Teaching Sarcasm: Few-Shot Multimodal Sarcasm Detection via Distillation to a Parameter-Efficient Student
Soumyadeep Jana, Sanasam Ranbir Singh
TL;DR
The paper tackles few‑shot multimodal sarcasm detection by distilling knowledge from a large, sarcasm‑trained teacher into parameter‑efficient CLIP‑based students through knowledge distillation. It introduces an entropy‑aware gating mechanism that scales the distillation signal by the teacher’s confidence, mitigating unreliable guidance. Empirical results show that PEKD variants, especially LoRA‑CLIP with KD, achieve state‑of‑the‑art performance in 1% data regimes and often outperform large LVLMs with orders of magnitude fewer trainable parameters, with strong cross‑dataset generalization.
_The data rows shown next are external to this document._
PR #31, opened 2019-10-28
Split Stat_t for windows

luthermonson:
Not sure this is the actual fix but my windows compiles are solid now with this change locally. If you want changes ask and I'll fix.

### DIFF
--- a/filesystem/iso9660/rockridge.go
+++ b/filesystem/iso9660/rockridge.go
@@ -5,7 +5,6 @@ import (
 	"fmt"
 	"os"
 	"sort"
-	"syscall"
 	"time"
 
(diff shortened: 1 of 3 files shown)


deitch:
I see no issues with this (and thank you, indeed).

Is the issue that Windows was returning `sys != nil` and so was trying to do it, when it should just be `uint32(0)` on Windows?

luthermonson:
@deitch issue was syscall.Stat_t doesn't exist in windows (https://golang.org/src/syscall/zsysnum_windows_amd64.go) they just ignored it so not much else we can do except return 0s. I have no idea what that will do to ISOs built on windows tbh but since you defaulted it to 0s I assume it doesn't hurt anyones feelings.

PR #39, opened 2019-11-13
Add iso example

### LINKED ISSUE #37: How to create a simple iso image
Hi,
I tried to follow the documentation on godoc. But I was not successful to create a simple iso image.
I tried this: https://gist.github.com/kstieger/3fa5b945a9008de91c974ddd611ab325#file-myiso-go

The iso file is generated, but when I try to mount it, I receive a error message:
```
$ mount -o loop /tmp/mydisk.iso /media/
mount: /media: wrong fs type, bad option, bad superblock on /dev/loop0, missing codepage or helper program, or other error.
```

Thanks a lot,
Kurt

deitch:
Fixes #37 

Do you mind that I based the example on your code @kstieger? Please comment here.

### DIFF
--- a/examples/iso_create.go
+++ b/examples/iso_create.go
@@ -1,0 +1,44 @@
+package main
+
+import (
+	"fmt"
+	diskfs "github.com/diskfs/go-diskfs"
+	"github.com/diskfs/go-diskfs/disk"
+	"github.com/diskfs/go-diskfs/filesystem"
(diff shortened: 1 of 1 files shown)


deitch:
I may have modified it a bit here and there, but it was a good base and forced me to put in place a good example, while fixing a bug. Thank you.

PR #43, opened 2020-01-09
introduce OpenWithMode()

guimagalhaes:
Here I propose a new function to open a disk device with a user selected mode: the OpenWithMode() function.

With this function, clients are able to execute read-only operations in situations where the device is already open for write. For instance, LVM physical volumes will already be open for write and then this library does not support this case which is a very common case these days.
Clients can also make use of the library in a safer mode when just reading the current disk partitioning format is required and then make sure no change to the disk will be allowed.

The proposed changes adds a new flag to the Disk structure to indicate it is writable or not. This flag is used to explicitly fail any operation which would modify the disk if it was opened in read-only mode.

The original interface is not broken and then existing clients are not impacted.

* introduce OpenWithMode()

Signed-off-by: Guilherme Magalhaes <guilherme.magalhaes@hpe.com>

* add tests with readonly disks for write operations

Signed-off-by: Guilherme Magalhaes <guilherme.magalhaes@hpe.com>

### DIFF
--- a/disk/disk.go
+++ b/disk/disk.go
@@ -25,6 +25,7 @@ type Disk struct {
 	LogicalBlocksize  int64
 	PhysicalBlocksize int64
 	Table             partition.Table
+	Writable          bool
 }
 
 // Type represents the type of disk this is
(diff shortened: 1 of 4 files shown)


deitch:
I like this. Thanks for doing it, and for adding tests.

PR #55, opened 2020-03-04
Update fat32.go

ActNotSign:
fixed, invalid cluster chain：can't read directory


ActNotSign:
> Why are we doing this? This function should not print; if there is an error, it should return it. What problem are you trying to solve?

The approach is modular, scalable to other multimodal models, and demonstrates improved representation alignment and prediction confidence under data scarcity.
Abstract
Multimodal sarcasm detection is challenging, especially in low-resource settings where subtle image-text contradictions are hard to learn due to scarce annotated data, which hinders the model's performance. Parameter-efficient fine-tuning (PEFT) methods like adapters, LoRA, and prompt tuning reduce overfitting but struggle to reach optimal performance due to limited supervision from few-shot data. We propose PEKD, a unified framework that enhances PEFT methods via distillation from an expert model trained on large-scale sarcasm data, which acts as the teacher. To mitigate unreliable signals from the teacher, we introduce an entropy-aware gating mechanism that dynamically adjusts the distillation strength based on teacher confidence. Experiments on two public datasets demonstrate that our PEKD framework enables PEFT methods to outperform both prior parameter-efficient approaches and large multimodal models, achieving strong results in the few-shot scenario. The framework is modular and adaptable to a wide range of multimodal models and tasks.